Despite a flood of federal and state dollars spent to keep people off the streets during the coronavirus pandemic, homelessness in the Bay Area continued to increase in the last three years — although not by as much as many had feared.

The population of housed and unhoused people increased by a total of almost 9% — to more than 35,000 people — across the seven Bay Area counties that reported preliminary data on Monday.

Among them, only San Francisco reported a slight decrease, of about 3.5%, even as the city still counted more than 7,700 unhoused people. The city’s unsheltered population — people sleeping outside and in vehicles — dropped by 15%, while those living in shelters and transitional housing grew by 18%.

“We have a lot of work to do, but this shows that we are moving in the right direction,” Mayor London Breed said in a statement. “The investments we have made and will continue to make, as well as our improvements in strategy around outreach and connecting people to resources are all working together to help get more people off the street.”

Contra Costa County saw the region’s steepest spike since the 2019 count, with the number of unhoused people up nearly 35% (to almost 3,100). In neighboring Alameda County, homelessness jumped nearly 22% (to more than 9,700), including a 24% increase in Oakland.
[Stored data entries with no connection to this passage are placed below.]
PR #235, opened 2016-12-13
AC-242 Introduce way to unit test the presenters

AdamGrzybkowski:


openmrs-client/src/test/java/org/openmrs/mobile/test/presenters/LastViewedPatientsPresenterTest.java
```diff
@@ -0,0 +1,126 @@
...
+import retrofit2.Call;
+import retrofit2.Response;
+
+import static org.mockito.Matchers.anyString;
+import static org.mockito.Mockito.atLeast;
+import static org.mockito.Mockito.verify;
+import static org.mockito.Mockito.when;
+
+@RunWith(MockitoJUnitRunner.class)
+public class LastViewedPatientsPresenterTest {
```
rkorytkowski: Could we please create a test base class? TestBase with at least the `@RunWith` annotation and MockitoAnnotations.initMocks(this) in it.

openmrs-client/src/test/java/org/openmrs/mobile/test/MockCallOnResponse.java
```diff
@@ -0,0 +1,52 @@
+package org.openmrs.mobile.test;
+
+import java.io.IOException;
+
+import okhttp3.Request;
+import retrofit2.Call;
+import retrofit2.Callback;
+import retrofit2.Response;
+
+public class MockCallOnResponse<T> implements Call<T>{
```
rkorytkowski: How about you make it MockResultsSuccessCall<T> implements Call<Results<T>>
so that you could have a constructor like this MockResultsSuccssCall(List<T> results)...?

openmrs-client/src/test/java/org/openmrs/mobile/test/presenters/LastViewedPatientsPresenterTest.java
```diff
@@ -0,0 +1,126 @@
...
+    private ArgumentCaptor<Call<List<Patient>>> argumentCaptor;
+
+    @Mock
+    private PatientDAO patientDAO;
+    @Mock
+    private RestApi restApi;
+    @Mock
+    LastViewedPatientsContract.View view;
+
+    private LastViewedPatientsPresenter lastViewedPatientsPresenter;
```
rkorytkowski: I believe you could use @Inject here to inject mocks...

openmrs-client/src/test/java/org/openmrs/mobile/test/MockCallOnFailure.java
```diff
@@ -0,0 +1,53 @@
...
+
+
+import java.io.IOException;
+
+import okhttp3.Request;
+import retrofit2.Call;
+import retrofit2.Callback;
+import retrofit2.Response;
+
+public class MockCallOnFailure<T> implements Call<T> {
```
rkorytkowski: I'd rename it to MockFailure

openmrs-client/src/test/java/org/openmrs/mobile/test/presenters/LastViewedPatientsPresenterTest.java
AdamGrzybkowski: I did try @InjectMocks annotation but it didn't work. I believe it is due to the fact that we don't inject those objects in the presenter. We could do it the way you want but to make it possible we should start using Dagger but this is a little bit more complex task so I didn't want to do this as part of this ticket. The only way I could have mocks inside the presenter was this constructor.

Meanwhile, Santa Clara County, the largest county in the region, reported a more than 3% uptick, with an 11% jump in the city of San José. And in the North Bay, Sonoma and Napa counties reported 5% and 6.5% increases, respectively, over their last counts, which they both conducted in early 2020.

San Mateo and Solano counties have yet to report their preliminary numbers.
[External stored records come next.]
PR #240, opened 2016-12-15
AC-242 applying chages accordign to post-review

AdamGrzybkowski:


openmrs-client/src/test/java/org/openmrs/mobile/test/ACBaseUnitTest.java
```diff
@@ -0,0 +1,16 @@
+package org.openmrs.mobile.test;
+
+import org.junit.Before;
+import org.junit.runner.RunWith;
+import org.mockito.MockitoAnnotations;
+import org.mockito.runners.MockitoJUnitRunner;
+
+@RunWith(MockitoJUnitRunner.class)
+public class ACBaseUnitTest {
```
rkorytkowski: I think you should make it abstract and also it shouldn't end with Test e.g. ACUnitTestBase so that we do not have to tweak build config to not execute the class as a test.

openmrs-client/src/test/java/org/openmrs/mobile/test/MockResponse.java
```diff
@@ -0,0 +1,64 @@
...
+import okio.BufferedSource;
+import retrofit2.Call;
+import retrofit2.Callback;
+import retrofit2.Response;
+
+public class MockResponse implements Call<Results>{
+
+    Response response;
+
+    public MockResponse(List resultList, boolean successful) {
```
rkorytkowski: Let's use generics `List<T>`

rkorytkowski: Also I would split it into 2 classes MockSuccessResponse and MockErrorResponse. The thing is MockErrorResponse should let you test different error codes and possibly error messages in response body.

openmrs-client/src/test/java/org/openmrs/mobile/test/ACBaseUnitTest.java
```diff
@@ -0,0 +1,16 @@
...
+
+    @Before
+    public void mockAnnotations() {
```
rkorytkowski: Usually you call it initMocks()

openmrs-client/src/test/java/org/openmrs/mobile/test/presenters/LastViewedPatientsPresenterTest.java
```diff
@@ -49,7 +42,6 @@
 
     @Before
     public void setup(){
-        MockitoAnnotations.initMocks(this);
         lastViewedPatientsPresenter = new LastViewedPatientsPresenter(
```
rkorytkowski: Did you try `@Inject` instead?

openmrs-client/src/test/java/org/openmrs/mobile/test/ACBaseUnitTest.java
AdamGrzybkowski: yea this seems more suitable

openmrs-client/src/test/java/org/openmrs/mobile/test/presenters/LastViewedPatientsPresenterTest.java
AdamGrzybkowski: There is no annotation @Inject

openmrs-client/src/test/java/org/openmrs/mobile/test/MockResponse.java
AdamGrzybkowski: I think we should do MockSuccesResponse<T> implements Call<T> not Results because this is not the only object that is being returned by RestApi.
I agree about splitting it into 2 classes

openmrs-client/src/test/java/org/openmrs/mobile/test/presenters/LastViewedPatientsPresenterTest.java
rkorytkowski: Sorry, it's @InjectMocks

AdamGrzybkowski: So the @InjectMocks won't work unless we start using Dagger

The numbers – which are generally considered a pretty significant undercount of the actual unhoused population – come from tallies of people sleeping on streets, in vehicles and in shelters on a single night in February. Counties must complete the count every two years to determine funding for homelessness programs (the 2021 count was postponed due to the pandemic).

More detailed information about each county’s unhoused populations, including age and racial demographics, is expected to come out this summer.
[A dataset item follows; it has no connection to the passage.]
PR #245, opened 2016-12-16
AC-256 - New validation logic in login activity

tmarzeion:


openmrs-client/src/main/java/org/openmrs/mobile/activities/dialog/CustomFragmentDialog.java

“I’m saddened that more people are homeless and a lot of that can be attributed to the pandemic,” said Contra Costa Supervisor Karen Mitchoff, emphasizing the need for substantially more affordable housing. “I’m not surprised because I see them … I see people camping out there. I see people in the underpasses. I hear from constituents. So we know it’s a big problem. But, you know, it’s not just Contra Costa County. It’s everywhere.”

Yet, many local officials and advocates for the unhoused said the numbers could have been much worse if not for the emergency programs implemented during the pandemic. And while the number of unhoused people in the region did grow, the rate of increase was considerably lower than the nearly 26% jump between 2017 and 2019.

The Bay Area “staved off a catastrophic increase in homelessness” over the last three years, said Tomiquia Moss, CEO of All Home, a regional housing and anti-poverty group that helped coordinate the counts. “Bay Area governments and nonprofits played deep defense on homelessness during the pandemic and we have more or less held the line — but now we need to go on offense and end the suffering on our streets.”

Moss credited an array of local and state efforts, including eviction moratoriums, emergency rental assistance and Gov. Gavin Newsom’s Roomkey and Homekey programs, which have allowed thousands of unhoused people to temporarily live in hotel and motel rooms, with some units being converted into permanent housing.

“Those types of solutions are happening all across our region and we believe help to minimize how many more folks were experiencing this challenge during this period of time,” she said.

But advocates and local officials fear that funding for many pandemic aid programs that have helped get people off the streets will soon dry up, and are imploring state leaders to continue supporting them.

Moss also stressed the need to focus on the deep roots of the region’s homelessness crisis, and address the structural racism and severe lack of affordable housing that have fueled it.

“Although the numbers in the point-in-time count are better than we anticipated, homelessness still continues to be our region’s and our state’s biggest challenge,” she said. “We have much work to do.”